DATA SECTION.
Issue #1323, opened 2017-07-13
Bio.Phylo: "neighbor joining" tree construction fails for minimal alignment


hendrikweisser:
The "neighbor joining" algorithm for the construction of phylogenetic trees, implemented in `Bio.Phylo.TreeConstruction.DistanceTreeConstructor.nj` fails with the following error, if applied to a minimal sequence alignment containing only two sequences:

==

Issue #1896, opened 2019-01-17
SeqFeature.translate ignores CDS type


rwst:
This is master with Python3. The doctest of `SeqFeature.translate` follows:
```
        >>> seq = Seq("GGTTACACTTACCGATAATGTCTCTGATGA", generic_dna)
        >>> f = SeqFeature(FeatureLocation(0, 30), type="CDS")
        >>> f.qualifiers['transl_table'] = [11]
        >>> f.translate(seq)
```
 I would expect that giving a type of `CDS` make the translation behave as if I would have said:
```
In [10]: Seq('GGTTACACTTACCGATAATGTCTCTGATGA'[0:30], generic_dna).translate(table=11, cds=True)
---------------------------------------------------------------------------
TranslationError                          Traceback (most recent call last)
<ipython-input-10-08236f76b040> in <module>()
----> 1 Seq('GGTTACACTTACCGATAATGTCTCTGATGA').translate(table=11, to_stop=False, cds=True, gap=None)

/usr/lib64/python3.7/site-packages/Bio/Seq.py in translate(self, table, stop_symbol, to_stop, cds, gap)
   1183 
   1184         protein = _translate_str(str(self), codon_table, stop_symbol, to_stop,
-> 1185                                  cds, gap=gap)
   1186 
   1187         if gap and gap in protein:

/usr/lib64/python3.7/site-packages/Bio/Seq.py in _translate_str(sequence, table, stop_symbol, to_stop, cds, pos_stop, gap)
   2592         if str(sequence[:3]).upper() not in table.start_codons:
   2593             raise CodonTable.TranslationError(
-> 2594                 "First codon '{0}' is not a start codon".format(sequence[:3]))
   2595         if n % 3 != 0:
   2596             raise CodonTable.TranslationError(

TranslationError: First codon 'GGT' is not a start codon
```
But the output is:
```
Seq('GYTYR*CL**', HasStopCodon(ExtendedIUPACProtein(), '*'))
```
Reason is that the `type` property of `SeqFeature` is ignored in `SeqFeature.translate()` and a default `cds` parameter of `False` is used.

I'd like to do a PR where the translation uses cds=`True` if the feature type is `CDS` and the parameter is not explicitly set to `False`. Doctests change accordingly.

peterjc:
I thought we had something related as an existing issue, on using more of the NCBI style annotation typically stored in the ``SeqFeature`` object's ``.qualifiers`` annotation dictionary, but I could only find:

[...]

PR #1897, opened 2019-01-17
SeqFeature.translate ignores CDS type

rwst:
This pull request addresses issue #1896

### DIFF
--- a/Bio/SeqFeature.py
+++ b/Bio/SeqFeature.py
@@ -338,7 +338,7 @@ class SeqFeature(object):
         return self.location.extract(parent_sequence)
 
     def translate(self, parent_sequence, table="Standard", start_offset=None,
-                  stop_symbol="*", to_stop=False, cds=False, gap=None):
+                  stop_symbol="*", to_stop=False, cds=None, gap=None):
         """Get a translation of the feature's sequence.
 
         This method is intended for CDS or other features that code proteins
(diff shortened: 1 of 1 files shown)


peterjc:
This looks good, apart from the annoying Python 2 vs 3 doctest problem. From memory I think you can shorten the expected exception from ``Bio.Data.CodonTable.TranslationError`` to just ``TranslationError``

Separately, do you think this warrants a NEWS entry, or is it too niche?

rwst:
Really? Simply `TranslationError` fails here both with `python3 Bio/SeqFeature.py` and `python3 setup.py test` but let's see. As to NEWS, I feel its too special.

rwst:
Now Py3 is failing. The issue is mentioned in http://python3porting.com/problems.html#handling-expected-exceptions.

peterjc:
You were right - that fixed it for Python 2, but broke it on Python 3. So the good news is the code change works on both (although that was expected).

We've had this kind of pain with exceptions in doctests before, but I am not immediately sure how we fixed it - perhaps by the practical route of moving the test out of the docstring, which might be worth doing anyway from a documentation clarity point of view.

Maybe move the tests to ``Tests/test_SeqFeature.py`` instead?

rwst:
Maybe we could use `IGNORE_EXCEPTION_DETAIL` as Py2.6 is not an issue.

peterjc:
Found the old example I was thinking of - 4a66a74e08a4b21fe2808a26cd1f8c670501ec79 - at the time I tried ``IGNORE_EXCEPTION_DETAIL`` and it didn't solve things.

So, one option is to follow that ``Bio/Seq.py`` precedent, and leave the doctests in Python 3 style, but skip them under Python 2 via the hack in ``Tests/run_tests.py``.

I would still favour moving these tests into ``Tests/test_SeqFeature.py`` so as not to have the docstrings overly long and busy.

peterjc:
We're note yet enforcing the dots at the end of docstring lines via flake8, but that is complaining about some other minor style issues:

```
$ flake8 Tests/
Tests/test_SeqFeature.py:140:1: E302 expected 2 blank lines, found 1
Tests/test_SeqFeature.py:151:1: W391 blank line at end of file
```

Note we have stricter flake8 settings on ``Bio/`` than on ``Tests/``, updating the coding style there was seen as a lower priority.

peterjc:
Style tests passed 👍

TASK INSTRUCTIONS. Would you copy out every line in the records that includes the string "code"?

REPLY TO THE TASK.
         This method is intended for CDS or other features that code proteins
You were right - that fixed it for Python 2, but broke it on Python 3. So the good news is the code change works on both (although that was expected).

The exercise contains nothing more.